The crime started to unravel when on Friday, November 4, the FBI received a tip about two suspicious males claiming to be from the African nation of Liberia who rented a Honolulu storage locker with cash to stash their two large suitcases.

While the police and fire departments found no explosives or dangerous materials, they did find “hundreds of pounds of black paper cut into the size of U.S. currency bills, clear signs of a “Black Money Scam.”

A Black Money Scam is successful when criminals convince their victims that black construction paper is actually U.S. currency dyed black through a chemical process.

This so called "black money" is really just construction paper with no monetary value

While it is possible to dye paper money black, the remedy to return the bills to their normal color is not expensive.

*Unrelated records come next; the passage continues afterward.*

PR #4767, opened 2021-04-15
Introduce InternalWipe

haircommander:
#### What type of PR is this?

> /kind api-change
/kind bug
> /kind ci
> /kind cleanup
> /kind dependency-change
> /kind deprecation
> /kind design
> /kind documentation
> /kind failing-test
> /kind feature
> /kind flake
> /kind other

On node reboot, there are situations where CNI plugins aren't able to cleanup the resources they acquire. They rely on the caller of CNI add to send a corresponding CNI del.

The problem is, CRI-O was previously not able to send the CNI del, because `crio wipe` removed the evidence of the container's (and pod's) existence. As such, on every reboot, some CNI plugins have the ability to leak resources.

This PR is the first step in remediating it. It moves the responsibility of wiping images and containers from `crio wipe` to server startup. This behavior is gated by a config value `internal_wipe`.

It leaves the responsibility of checking whether the node shutdown and was able to sync to `crio wipe`, as well as leaves `crio wipe -f` which has proven useful to wipe the state of a node.

We also adapt the tests to the new behavior (previously, we were wiping the pause container, which we no longer do. I think this is the correct behavior)

fixes half of https://github.com/cri-o/cri-o/issues/4727

built on top of https://github.com/cri-o/cri-o/pull/4763

```release-note
Add the config field `internal_wipe` which moves the responsibility of wiping containers after a reboot and images after an upgrade from the external binary `crio wipe` to the main crio server. This has a handful of advantages, the main one being crio is now better able to cleanup CNI resources after a reboot.
```


docs/crio.8.md
```diff
@@ -232,6 +233,8 @@ crio [GLOBAL OPTIONS] command [COMMAND OPTIONS] [ARGUMENTS...]
        their CA to their system's list of trusted CAs instead of using
        '--insecure-registry'. (default: [])
 
+**--internal-wipe**: Whether CRI-O should wipe containers on server startup. If set to false, 'crio wipe' will cleanup the containers instead.
```
TomSweeneyRedHat, line 236: what does "cleanup the containers" mean?  I don't see another instance of "cleanup" in this entire man page.  A bit more detail please.  It would also be good to be specific about what wipe does.

docs/crio.conf.5.md
```diff
@@ -54,6 +54,10 @@ CRI-O reads its storage defaults from the containers-storage.conf(5) file locate
   It is used to check if crio wipe should wipe images, which should
   only happen when CRI-O has been upgraded
 
+**internal_wipe**=false
+  Whether CRI-O should wipe containers after a reboot on server startup.
+  If set to false, 'crio wipe' will cleanup the containers instead.
```
TomSweeneyRedHat, line 59: see prior

internal/resourcestore/resourcecleaner.go
```diff
@@ -1,33 +1,77 @@
...
 type ResourceCleaner struct {
+	ctx   context.Context
 	funcs []CleanupFunc
 }
 
 // NewResourceCleaner creates a new ResourceCleaner
-func NewResourceCleaner() *ResourceCleaner {
+func NewResourceCleaner(ctx context.Context) *ResourceCleaner {
 	return &ResourceCleaner{
+		ctx:   ctx,
```
haircommander, line 29: I don't think we're supposed to save ctx as a member variable

haircommander:
ref BZ https://bugzilla.redhat.com/show_bug.cgi?id=1948047 https://bugzilla.redhat.com/show_bug.cgi?id=1948137

internal/resourcestore/resourcecleaner.go
saschagrunert: The main reason is to be able to use `log.Errof` in `Cleanup()`. Do you think we should pass the context on `Cleanup(ctx)` as alternative?

saschagrunert:
@haircommander added another commit to run the cleanup in parallel

saschagrunert:
Something in the pod sandbox removal it broken since ec883ab13d310761651a120858763d1f64bf57d0 which made the integration tests fail.

saschagrunert:
Bundle test is not broken by this PR.

saschagrunert:
Some integration tests are still broken due to the sandbox cleanup behavior.

saschagrunert:
It looks like that the CNI del for the bridge plugin (v0.9.1) does fail if the network namespace (`/var/run/netns/…`) does not exist. In that case it will also not cleanup the resources in `/var/lib/cni/results`. I'm not sure if we can do anything from the CRI-O side to solve this kind of issue.

saschagrunert:
I think I found the issue in the parallel cleanup: We have to cleanup the namespace resources always after network teardown. This may solve the error from the CNI plugin.

saschagrunert:
@haircommander please take a look. I reverted some of my experimental commits and it seems that still some integration tests are failing due to the parallel cleanup.

server/sandbox_run_linux.go
```diff
@@ -685,11 +709,20 @@ func (s *Server) runPodSandbox(ctx context.Context, req *types.RunPodSandboxRequ
...
 			log.Errorf(ctx, "error stopping network on cleanup: %v", err2)
+			return err2
+		}
+		// retry with different context
+		// If we don't, this cleanup will always fail if the context times out
+		if err2 := s.networkStop(context.Background(), sb); err2 != nil {
+			log.Errorf(ctx, "error stopping network on cleanup: %v", err2)
+			return err2
 		}
+		return nil
```
saschagrunert, line 725: The issue with that is now if we return an error, it will cause a retry of the function. I don't think that it can work this way.

mrunalp:
@kolyshkin @QiWang19 ptal

saschagrunert (approved):
LGTM

QiWang19 (commented):
/lgtm

haircommander:
/hold

the unit test failure seems to be legit. I think I messed something up...

haircommander:
/hold cancel
fixed
/retest

internal/lib/container_server.go
```diff
@@ -199,30 +199,30 @@ func (c *ContainerServer) LoadSandbox(ctx context.Context, id string) (retErr er
...
+	}{
+		{rspecNS: rspec.NetworkNamespace, joinFunc: sb.NetNsJoin},
+		{rspecNS: rspec.IPCNamespace, joinFunc: sb.IpcNsJoin},
+		{rspecNS: rspec.UTSNamespace, joinFunc: sb.UtsNsJoin},
+		{rspecNS: rspec.UserNamespace, joinFunc: sb.UserNsJoin},
+	}
+	for _, namespaceToJoin := range namespacesToJoin {
+		path, err := configNsPath(&m, namespaceToJoin.rspecNS)
+		if err == nil {
+			if nsErr := namespaceToJoin.joinFunc(path); err != nil {
```
kolyshkin, line 223: Do you mean
```suggestion
			if nsErr := namespaceToJoin.joinFunc(path); nsErr != nil {
```

kolyshkin: Oh I see this error is in the current codebase. Makes sense to have a separate PR to fix it.

haircommander: ach damn

haircommander: https://github.com/cri-o/cri-o/pull/4796 to fix, I'll rebase this on that when evaluating review comments

cmd/crio/wipe.go
```diff
@@ -67,6 +67,14 @@ func crioWipe(c *cli.Context) error {
 		return handleCleanShutdown(config, store)
 	}
 
+	// If we make it here, and we're set to wipe internally
+	// crio wipe is done, unless force is set.
```
kolyshkin, line 71: Is there some punctuation missing between the first and the second line? It's a bit hard to parse this comment.

server/server.go
```diff
@@ -489,6 +492,66 @@ func New(
...
+func (s *Server) wipeIfAppropriate(ctx context.Context) {
+	if !s.config.InternalWipe {
+		return
+	}
+	// First, check if the node was rebooted.
+	// We know this happened because the VersionFile (which lives in a tmpfs)
+	// will not be there.
+	shouldWipeContainers, err := version.ShouldCrioWipe(s.config.VersionFile)
+	if err != nil {
+		log.Infof(ctx, "checking whether cri-o should wipe containers: %v", err)
```
kolyshkin, line 504: perhaps `log.Warnf(ctx, "error while checking ....`?

server/server.go
```diff
@@ -489,6 +492,66 @@ func New(
...
+	}
+
+	// there are two locations we check before wiping:
+	// one in a temporary directory. This is to check whether the node has rebooted.
+	// if so, we should remove containers
+	// another is needed in a persistent directory. This is to check whether we've upgraded
+	// if we've upgraded, we should wipe images
+	shouldWipeImages, err := version.ShouldCrioWipe(s.config.VersionFilePersist)
+	if err != nil {
+		log.Infof(ctx, "%v: triggering wipe of images", err.Error())
```
kolyshkin, line 514: `log.Warnf`?

server/server.go
```diff
@@ -489,6 +492,66 @@ func New(
...
+	}
+
+	shouldWipeContainers = shouldWipeContainers || shouldWipeImages
+
+	// First, save the images we should be wiping
+	// We won't remember if we wipe all the containers first
+	imagesToWipe := make([]string, 0)
```
kolyshkin, line 521: `var imagesToWipe []string`

(`make` makes sense if we know the size, otherwise it just makes things look more complicated when they should)

server/server.go
```diff
@@ -489,6 +492,66 @@ func New(
...
+
+	if shouldWipeContainers {
+		for _, sb := range s.ContainerServer.ListSandboxes() {
+			cleanupFunc := func() error {
+				if err := s.stopPodSandbox(ctx, sb); err != nil {
+					return err
+				}
+				return s.removePodSandbox(ctx, sb)
+			}
+			if err := cleanupFunc(); err != nil {
```
kolyshkin: What is the point of using the cleanupFunc here? It looks like it's equivalent to this (simpler) code:

```go
for _, sb := range s.ContainerServer.ListSandboxes() {
   err := s.stopPodSandbox(ctx, sb)
   if err == nil {
      err = s.removePodSandbox(ctx, sb)
   }
   if err != nil {
      log.Warnf(ctx, "Failed to cleanup pod %s: %v", sb.ID(), err)
   }
}
```

test/crio-wipe.bats
```diff
@@ -48,20 +48,26 @@ function test_crio_wiped_images() {
...
 	output=$(crictl images)
-	[[ "$output" == *"pause"* ]]
+	[[ "$output" == *"$IMAGE_USED"* ]]
 }
 
 function start_crio_with_stopped_pod() {
 	start_crio
 
+	# it must be everything before the tag, because crictl output won't match (the columns for image and tag are separated by space)
+	export IMAGE_USED
```
kolyshkin, line 64: I doubt that `export` is needed here. Is this just to eliminate a shellcheck warning?

internal/resourcestore/resourcecleaner.go
kolyshkin: Yes, I think it's better to pass `ctx` to `Cleanup` directly.

internal/resourcestore/resourcecleaner.go
```diff
@@ -1,33 +1,72 @@
...
 }
 
 // Cleanup cleans up the resource, running
 // the cleanup funcs in opposite chronological order
 func (r *ResourceCleaner) Cleanup() {
 	for i := len(r.funcs) - 1; i >= 0; i-- {
-		r.funcs[i]()
+		if err := retry(
+			r.funcs[i],
+		); err != nil {
```
kolyshkin: why not
```suggestion
		if err := retry(r.funcs[i]); err != nil {
```
?

internal/resourcestore/resourcecleaner.go
```diff
@@ -1,33 +1,72 @@
...
+func retry(fn func() error) error {
+	backoff := wait.Backoff{
+		Duration: 500 * time.Millisecond,
+		Factor:   1.5,
+		Steps:    5,
 	}
+
+	waitErr := wait.ExponentialBackoff(backoff, func() (bool, error) {
+		if err := fn(); err != nil {
+			return false, nil
```
kolyshkin, line 74: is there any way not to discard the real error returned from `fn()`?

server/sandbox_network.go
```diff
@@ -180,3 +183,50 @@ func (s *Server) networkStop(ctx context.Context, sb *sandbox.Sandbox) error {
 
 	return sb.SetNetworkStopped(true)
 }
+
+func (s *Server) newPodNetwork(sb *sandbox.Sandbox) (ocicni.PodNetwork, error) {
+	var egress, ingress int64 = 0, 0
```
kolyshkin, line 188: No need to explicitly initialize to `0` -- this is the default value.

server/server.go
```diff
@@ -529,20 +529,28 @@ func (s *Server) wipeIfAppropriate(ctx context.Context) {
...
+			sb := sb
 			cleanupFunc := func() error {
 				if err := s.stopPodSandbox(ctx, sb); err != nil {
 					return err
 				}
 				return s.removePodSandbox(ctx, sb)
 			}
 			if err := cleanupFunc(); err != nil {
-				log.Warnf(ctx, "Failed to cleanup pod %s: %v", sb.ID(), err)
+				log.Warnf(ctx, "Failed to cleanup pod %s once, will try again: %v", sb.ID(), err)
```
kolyshkin, line 543:
```suggestion
				log.Warnf(ctx, "Failed to cleanup pod %s (will retry): %v", sb.ID(), err)
```
and maybe demote from warning to debug?

test/crio-wipe.bats
```diff
@@ -263,3 +263,41 @@ function start_crio_with_stopped_pod() {
 	test_crio_did_not_wipe_containers
 	test_crio_did_not_wipe_images
 }
+
+@test "internal_wipe eventually cleans network on forced restart of crio if network is slow to come up" {
+	export CNI_RESULTS_DIR=/var/lib/cni/results
```
kolyshkin, line 268: not sure if `export` is needed here.

test/crio-wipe.bats
```diff
@@ -263,3 +263,41 @@ function start_crio_with_stopped_pod() {
...
+
+	start_crio
+
+	# it must be everything before the tag, because crictl output won't match (the columns for image and tag are separated by space)
+	export IMAGE_USED
```
kolyshkin, line 273: ditto

test/crio-wipe.bats
```diff
@@ -263,3 +263,41 @@ function start_crio_with_stopped_pod() {
...
+	sleep 5s
+
+	# pretend like the CNI container has started
+	mv "$CRIO_CNI_PLUGIN"/"$CNI_TYPE"-hidden "$CRIO_CNI_PLUGIN"/"$CNI_TYPE"
+
+	# allow cri-o to catch up
+	sleep 5s
+
+	# make sure network resources were cleaned up
+	[[ -z $(ls "$CNI_RESULTS_DIR"/*"$pod_id"* || true) ]]
```
kolyshkin, line 302: easier to just do
```suggestion
	! ls "$CNI_RESULTS_DIR"/*"$pod_id"*
```

internal/resourcestore/resourcecleaner.go
```diff
@@ -5,56 +5,68 @@ import (
...
 }
 
+// A cleanupFunc is a function that cleans up one piece of
+// the associated resource.
+type cleanupFunc func() error
+
 // NewResourceCleaner creates a new ResourceCleaner
-func NewResourceCleaner(ctx context.Context) *ResourceCleaner {
-	return &ResourceCleaner{
-		ctx:   ctx,
```
kolyshkin: An earlier commit from this PR adds ctx to `ResourceCleaner`, and now you remove it. It's better to fix the first commit right away (less changes in history, easier to review).

internal/storage/runtime.go
```diff
@@ -71,6 +71,11 @@ type RuntimeServer interface {
 	// Pointer arguments can be nil.  Either the image name or ID can be
 	// omitted, but not both.  All other arguments are required.
 	CreatePodSandbox(systemContext *types.SystemContext, podName, podID, imageName, imageAuthFile, imageID, containerName, metadataName, uid, namespace string, attempt uint32, idMappingsOptions *storage.IDMappingOptions, labelOptions []string, privileged bool) (ContainerInfo, error)
+	// RemovePodSandbox deletes a pod sandbox's infrastructure container.
+	// The CRI expects that a sandbox can't be removed unless its only
+	// container is its infrastructure container, but we don't enforce that
+	// here, since we're just keeping track of it for higher level APIs.
+	RemovePodSandbox(idOrName string) error
```
kolyshkin: This function was removed by an earlier commit, and now it's being re-added. I don't follow...

server/sandbox_run_linux.go
```diff
@@ -707,22 +708,23 @@ func (s *Server) runPodSandbox(ctx context.Context, req *types.RunPodSandboxRequ
...
 		// retry with different context
 		// If we don't, this cleanup will always fail if the context times out
 		if err2 := s.networkStop(context.Background(), sb); err2 != nil {
 			log.Errorf(ctx, "error stopping network on cleanup: %v", err2)
+
 			return err2
 		}
-		return nil
+
+		// Now that we've succeeded in stoppign network, cleanup namespaces
```
kolyshkin, line 725: typo: `stoppign`

server/sandbox_run_linux.go
```diff
@@ -707,22 +708,23 @@ func (s *Server) runPodSandbox(ctx context.Context, req *types.RunPodSandboxRequ
...
 		log.Infof(ctx, description)
-		if err2 := s.networkStop(ctx, sb); err2 != nil {
-			log.Errorf(ctx, "error stopping network on cleanup: %v", err2)
-			return err2
-		}
 		// retry with different context
 		// If we don't, this cleanup will always fail if the context times out
 		if err2 := s.networkStop(context.Background(), sb); err2 != nil {
 			log.Errorf(ctx, "error stopping network on cleanup: %v", err2)
+
```
kolyshkin, line 721: please remove

server/server.go
haircommander: because we expect this to fail in some cases (if the node has restarted but the networking plugin pods haven't been created, then any non-host network pods can't have their networking resources cleaned up)

test/crio-wipe.bats
haircommander: I think export is needed because this field is used outside this function

server/server.go
haircommander: oh I see, we don't yet actually do that. I think it was just to reduce churn between commits, but I can drop it for this commit and update in a later one

test/crio-wipe.bats
haircommander: hm not needed :)

internal/storage/runtime.go
haircommander: I have reworked the commits to only take the lint fixing parts of this commit. I believe this was readded by @saschagrunert to debug failures that other commits ended up fixing. we'll see how that works...

docs/crio.8.md
haircommander: alright I've updated the verbiage to hopefully be more clear

internal/resourcestore/resourcecleaner.go
mrunalp: Can we log the error here?

internal/resourcestore/resourcecleaner.go
```diff
@@ -1,33 +1,70 @@
...
 }
 
 // Cleanup cleans up the resource, running
 // the cleanup funcs in opposite chronological order
 func (r *ResourceCleaner) Cleanup() {
 	for i := len(r.funcs) - 1; i >= 0; i-- {
-		r.funcs[i]()
+		if err := retry(r.funcs[i]); err != nil {
+			log.Errorf(r.ctx, "Retried cleanup function too often, giving up")
+			// TODO: do we wanna return an error here?
```
mrunalp: We should bubble up for logging up the stack here.

haircommander: I have updated it to always return the error here

internal/resourcestore/resourcecleaner.go
haircommander: alright, done

haircommander:
okay comments addressed and I think this is ready again
@kolyshkin @saschagrunert @mrunalp @umohnani8 @QiWang19 PTAL

saschagrunert:
@haircommander this needs a rebase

But the con-man claims that he needs another chemical to remove the black dye and asks the victim for money in return for half of the black paper.

Naturally, after the victims turn over the cash, the con-man disappears, and the victims learn they have been conned and own just a bag of paper.

After Frank Montoya, Jr., Special Agent-in-Charge of the Honolulu Office of the Federal Bureau of Investigation (FBI), and Simon issued a warning to the public about the scam on Monday, and the media covered the story, a Hawaii couple realized they too had been scammed.

Simon reports that the couple remaining unnamed at this time, told the FBI this morning that they had given two men claiming to be Liberians an estimated $50,000 in cash in exchange for a bag of black bills, however they are not the men in the photo.

Simon said he fears this means that the word is out among these alleged Liberian thieves that Hawaii residents are easy targets for fraud.